Baten Kaitos is a bit of an odd duck, but at its core it is a game in the mould set by Final Fantasy VII, complete with pre-rendered backdrops and wonky, frequently perplexing character animations that aim to capture the expressiveness of sprites from the 16-bit era but mostly end up eroding the viewer’s patience. By the time of its release, Final Fantasy itself had, for better or worse, moved past this phase; X and XII both made a point of putting the camera at ground level and actually showing their protagonists conversing and interacting, instead of sticking with the gods-eye-view that the older games had used. In a way, then, Baten Kaitos ended up being a swan song for a genre that had already largely died off or evolved.

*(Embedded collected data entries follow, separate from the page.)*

PR #225, opened 2017-06-09
ENT-3205, ENT-3218: Warn that RPM hub package upgrade is unsupported

jimis:
After package upgrade a bunch of old and new files are mixed up in
htdocs directory, for example old and new Code Igniter versions coexist.
Unfortunately it's not trivial to just delete the old files, because
they are manually copied after package installation, and workarounds are
messy because of the mess the hub package currently is (see ENT-3218).


jimis:
Mostly green, merging.

PR #229, opened 2017-07-12
unshallow repos

Lex-2008:
Travis checks out with `--depth` parameter[1], which implies
`--single-branch`[2]. This confuses determine-version.py script, so we
need to convert the repo to normal one.

[1]: https://docs.travis-ci.com/user/customizing-the-build#Git-Clone-Depth

[2]: https://git-scm.com/docs/git-clone#git-clone---depthltdepthgt


Lex-2008:
Right, it's not that easy...

PR #230, opened 2017-07-13
checkout branches instead of "unshallow" operation

Lex-2008:
since new determine-version.py requires them

Maybe we should edit relevant script in core, too

### DIFF
--- a/build-scripts/travis
+++ b/build-scripts/travis
@@ -15,7 +15,14 @@ do
         then
             (
             cd $i
-            git fetch origin refs/heads/*:refs/remotes/origin/*
+            # Rename the branch we're on, so that it's not in the way for the
+            # subsequent fetch. It's ok if this fails, it just means we're not on any
+            # branch.
+            git branch -m temp-branch || true
+            # Fetch rest of branches
+            git fetch origin 'refs/heads/*:refs/remotes/origin/*'
+            # Get last remaining tags, if any.
+            git fetch --tags origin
             )
         fi
     else
--- a/build-scripts/travis
+++ b/build-scripts/travis
@@ -23,6 +23,8 @@ do
             git fetch origin 'refs/heads/*:refs/remotes/origin/*'
             # Get last remaining tags, if any.
             git fetch --tags origin
+	    # This was partially taken from Mender repo:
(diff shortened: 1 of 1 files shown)


build-scripts/travis
```diff
@@ -1,18 +1,26 @@
...
+        # ./3rdparty/core/determine-version.py file exists.
+        # (Other repos are not checked for versions, we assume).
+        if [ "$i" = "core" -o -f $i/3rdparty/core/determine-version.py ]
+        then
+            (
+            cd $i
+            git fetch origin refs/heads/*:refs/remotes/origin/*
+            )
+        fi
+    else
```
kacf: I recommend [this one](https://github.com/mendersoftware/mender/blob/master/.travis.yml#L61-L69) that we use in Mender. It has been proved and tested for a long time already. The reason for the branch trickery is that branch builds, tag builds and pull request builds all have subtle differences.

Lex-2008: Branch renaming looks interesting, will add!

"Fetching directly into local branches" is not really needed to fix anything, right? The thing is that currently `determine-version.py` looks only at remote branches starting with "origin" or "upstream", and probably we'd like to keep it like this.

Lex-2008: Do you know if I should add a comment pointing to Mender repo where this was taken from? :-)

kacf: > Do you know if I should add a comment pointing to Mender repo where this was taken from? :-)

A comment is always helpful! :-)

> "Fetching directly into local branches" is not really needed to fix anything, right? The thing is that currently determine-version.py looks only at remote branches starting with "origin" or "upstream", and probably we'd like to keep it like this.

Right, I think this was done in order to guarantee that no branch name was already taken. Not sure how important it is. I'm sure fetching to remote branches is fine too, if you need that.

Lex-2008:
@jimis:
Checking out branches - yes, needed - branches are used by `determine-version.py` now - enterprise repo currently fails building in Travis without it (looks like it doesn't see all tags).

Renaming current branch - probably it might help in some cases. Do you want to disable it until it fails? :-)

Fetching tags - might be also needed, since they're also used in `determine-version.py`.

Note that Travis checks out only last 50 commits of current branch. So for most git operations we need the rest of git history.

PR #234, opened 2017-07-18
Switch to http mirror for libcurl

Lex-2008:
Signed-off-by: Aleksei Shpakovskii <aleksei.shpakovskii@cfengine.com>


jimis:
Is this a cherry-pick? If so, always use `git cherry-pick -x` so that the source commit is shown. You can also push cherry-picks directly (without pull requests) if you are confident things will not break.

Lex-2008:
added comment to the commit message, merging

PR #254, opened 2017-09-13
ENT-3284: Run ldap migration script in postinstall.sh

Lex-2008:
Signed-off-by: Aleksei Shpakovskii <aleksei.shpakovskii@cfengine.com>


Lex-2008:
will be done in https://github.com/cfengine/buildscripts/pull/259

PR #259, opened 2017-09-26
All LDAP things combined

Lex-2008:


Lex-2008:
Note: "ENT-3284: Also run postinstall script" should be renamed to "ENT-3382: Run ldap post-install.sh after installation"

PR #263, opened 2017-10-03
CFE-2029: Remove package installation of cf-twin

nickanderson:
Changelog: Title

@jimis


jimis:
Did you grep everywhere for more `cf[-_]twin` occurences?

nickanderson:
No I didn't grep everywhere. I don't think we knowingly use cf-twin any longer. We gotta rip out the remanents eventaully.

These days, the game is remembered (when it is remembered at all) for two things: its gorgeous backdrops and its often-terrible voice acting. The English dub is rocky to say the least – while there’s a lot of competent and sometimes even moving voice work there, much of it was clearly recorded in a hurry, with the kind of first-take only-take attitude that’s been the meat and potatoes of Audio Atrocities for years now. The throwaway NPCs are especially terrible, but none of it is ever really in the clear: the whole body of spoken dialogue was clearly recorded on the cheap and directed by someone who was either horribly pressed for time or simply didn’t care. It’s not enough to ruin the experience (though a few heartbreaking moments in the game are heartbreaking for all the wrong reasons), but it’s certainly not the finest hour for Western localisation of Japanese entertainment (to be fair, I have never heard the original Japanese dub, and there’s every possibility that it’s just as patchy as the English one).
The part of the game that grabbed my attention, however, was the battle system. The most basic outline should be very familiar to everyone who’s played a game like this before; your party and the bad guy of the minute line up facing one another and take turns trading blows until somebody falls over. The big twist here is that everything – and I mean everything, from weapons to spells to equipment to food – is represented by playing cards called Magnus. You attack by selecting weapon Magnus, you defend with shield or armour Magnus, you heal your party members with a tried-and-true Wolfenstein-certified roast chicken Magnus, and so on – the fact that everything in the world is at heart a Magnus even becomes a plot point as the game moves on. Cards have numbers in their corners, and you play them by designating one of their numbers – you can pick up bonus damage by playing your numbers in ways that make a straight or two/three/four/more of a kind, which is neat. The game also has an interesting elemental system where two opposed elements that are part of the same attack (fire and water, say) will actually cancel one another out, so you generally benefit from getting a character to focus on one element over another when you construct their deck.
The other neat thing about the game is its setting: rather than being another dull little planet with two or three blob-shaped continents (complete with the contractually obliged frigid northlands), Baten Kaitos is set on a series of islands floating in the sky. The characters even have “wings of the heart” that allow them to fly (though this never has a meaningful effect on gameplay, even in the prequel, and doesn’t seem to have affected how anybody in the world goes about their lives). I certainly can’t blame the game too much for this – it’s a lot hard to design play areas for characters who can fly at will!
At any rate, the outline of the game is pretty straightforward: at its heart it’s a save-the-world romp with a beautiful world and an entertaining cast. It plays with the jRPG formula in interesting and sometimes seriously subversive ways, but it still operates within it. It’s far from perfect, but the game did enough things right to win it – and much of its cast – a place in my heart. I hope that by the end of this, it will be apparent why.